▶ Problem details:
A complete answer includes every line below with the word "createFileWatcherCoalescer".
┌─ Entries shown
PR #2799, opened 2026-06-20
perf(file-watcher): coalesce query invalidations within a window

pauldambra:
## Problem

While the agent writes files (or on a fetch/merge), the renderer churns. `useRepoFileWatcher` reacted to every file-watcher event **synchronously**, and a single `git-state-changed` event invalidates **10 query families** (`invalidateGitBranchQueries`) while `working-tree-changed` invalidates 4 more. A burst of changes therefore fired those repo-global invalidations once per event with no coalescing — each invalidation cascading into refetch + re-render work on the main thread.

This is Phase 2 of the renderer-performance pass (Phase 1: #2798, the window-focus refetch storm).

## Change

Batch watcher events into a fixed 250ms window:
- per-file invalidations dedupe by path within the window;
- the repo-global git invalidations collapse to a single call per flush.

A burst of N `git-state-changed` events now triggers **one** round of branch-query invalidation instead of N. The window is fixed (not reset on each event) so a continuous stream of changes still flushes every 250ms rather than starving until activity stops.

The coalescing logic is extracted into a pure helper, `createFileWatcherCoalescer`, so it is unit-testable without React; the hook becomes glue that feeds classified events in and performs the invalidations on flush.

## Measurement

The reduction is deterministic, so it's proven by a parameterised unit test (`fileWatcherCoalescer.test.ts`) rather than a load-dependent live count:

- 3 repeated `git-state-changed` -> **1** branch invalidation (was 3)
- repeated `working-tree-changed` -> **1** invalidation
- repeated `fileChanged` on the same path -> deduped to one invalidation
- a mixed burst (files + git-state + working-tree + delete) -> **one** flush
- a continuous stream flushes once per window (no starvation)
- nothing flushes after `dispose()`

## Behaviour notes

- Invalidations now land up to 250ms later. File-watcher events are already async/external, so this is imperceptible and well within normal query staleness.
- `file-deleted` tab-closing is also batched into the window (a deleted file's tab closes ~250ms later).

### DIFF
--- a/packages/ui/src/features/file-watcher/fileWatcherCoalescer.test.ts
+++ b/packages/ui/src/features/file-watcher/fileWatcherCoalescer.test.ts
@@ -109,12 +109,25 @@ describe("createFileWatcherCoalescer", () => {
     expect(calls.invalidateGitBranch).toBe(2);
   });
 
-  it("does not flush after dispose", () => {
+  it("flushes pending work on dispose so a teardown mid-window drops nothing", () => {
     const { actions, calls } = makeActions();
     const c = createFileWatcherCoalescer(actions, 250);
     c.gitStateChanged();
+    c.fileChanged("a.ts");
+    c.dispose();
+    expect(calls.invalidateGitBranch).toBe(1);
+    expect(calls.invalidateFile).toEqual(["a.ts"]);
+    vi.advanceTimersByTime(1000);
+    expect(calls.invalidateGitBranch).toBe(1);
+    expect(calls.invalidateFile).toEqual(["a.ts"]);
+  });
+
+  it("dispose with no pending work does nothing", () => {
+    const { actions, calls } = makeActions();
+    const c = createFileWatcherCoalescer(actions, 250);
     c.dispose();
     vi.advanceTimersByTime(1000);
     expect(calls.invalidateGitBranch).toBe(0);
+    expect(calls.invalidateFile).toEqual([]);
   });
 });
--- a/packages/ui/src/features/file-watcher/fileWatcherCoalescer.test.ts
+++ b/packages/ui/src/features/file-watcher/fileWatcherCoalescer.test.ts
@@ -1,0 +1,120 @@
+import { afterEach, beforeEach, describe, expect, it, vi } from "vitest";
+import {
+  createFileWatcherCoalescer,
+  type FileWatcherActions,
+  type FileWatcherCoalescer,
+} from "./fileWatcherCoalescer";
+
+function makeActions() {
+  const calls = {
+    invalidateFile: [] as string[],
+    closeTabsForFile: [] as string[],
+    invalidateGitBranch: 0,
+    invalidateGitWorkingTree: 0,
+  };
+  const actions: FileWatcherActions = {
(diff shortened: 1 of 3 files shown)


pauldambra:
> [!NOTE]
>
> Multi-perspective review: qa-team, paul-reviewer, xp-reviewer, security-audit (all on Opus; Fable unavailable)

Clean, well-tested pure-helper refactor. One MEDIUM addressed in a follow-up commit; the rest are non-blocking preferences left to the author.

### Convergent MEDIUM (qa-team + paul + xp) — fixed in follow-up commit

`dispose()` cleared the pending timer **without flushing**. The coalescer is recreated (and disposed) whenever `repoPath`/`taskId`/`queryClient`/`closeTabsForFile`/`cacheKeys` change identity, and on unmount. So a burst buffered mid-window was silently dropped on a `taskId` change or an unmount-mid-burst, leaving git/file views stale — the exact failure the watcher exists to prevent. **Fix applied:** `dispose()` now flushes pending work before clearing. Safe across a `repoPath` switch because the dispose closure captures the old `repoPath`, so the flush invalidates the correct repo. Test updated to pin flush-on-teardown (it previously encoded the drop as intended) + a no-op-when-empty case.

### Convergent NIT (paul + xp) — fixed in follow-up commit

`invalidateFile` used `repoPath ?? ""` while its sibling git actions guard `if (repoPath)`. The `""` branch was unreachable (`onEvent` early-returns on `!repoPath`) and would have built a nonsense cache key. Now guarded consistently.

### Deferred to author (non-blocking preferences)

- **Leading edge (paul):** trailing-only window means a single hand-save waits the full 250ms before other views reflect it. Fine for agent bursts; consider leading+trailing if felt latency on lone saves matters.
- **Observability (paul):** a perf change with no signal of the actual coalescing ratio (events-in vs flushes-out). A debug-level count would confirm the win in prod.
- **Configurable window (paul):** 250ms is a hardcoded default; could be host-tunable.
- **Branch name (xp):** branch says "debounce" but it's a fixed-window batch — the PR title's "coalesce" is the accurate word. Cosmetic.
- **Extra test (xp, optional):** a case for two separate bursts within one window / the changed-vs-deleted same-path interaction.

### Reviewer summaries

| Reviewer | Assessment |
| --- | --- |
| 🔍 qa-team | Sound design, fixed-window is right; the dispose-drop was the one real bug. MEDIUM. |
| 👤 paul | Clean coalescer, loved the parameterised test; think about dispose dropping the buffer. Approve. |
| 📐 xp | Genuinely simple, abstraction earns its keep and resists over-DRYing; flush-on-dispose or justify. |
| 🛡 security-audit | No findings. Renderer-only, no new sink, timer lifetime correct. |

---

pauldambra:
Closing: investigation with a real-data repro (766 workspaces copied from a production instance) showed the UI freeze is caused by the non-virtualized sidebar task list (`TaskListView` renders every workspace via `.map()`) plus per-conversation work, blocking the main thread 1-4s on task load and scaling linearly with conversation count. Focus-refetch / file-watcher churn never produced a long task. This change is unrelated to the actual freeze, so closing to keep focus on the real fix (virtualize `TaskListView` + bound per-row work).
└─
▶ Task result:
The coalescing logic is extracted into a pure helper, `createFileWatcherCoalescer`, so it is unit-testable without React; the hook becomes glue that feeds classified events in and performs the invalidations on flush.
@@ -109,12 +109,25 @@ describe("createFileWatcherCoalescer", () => {
     const c = createFileWatcherCoalescer(actions, 250);
+    const c = createFileWatcherCoalescer(actions, 250);
+  createFileWatcherCoalescer,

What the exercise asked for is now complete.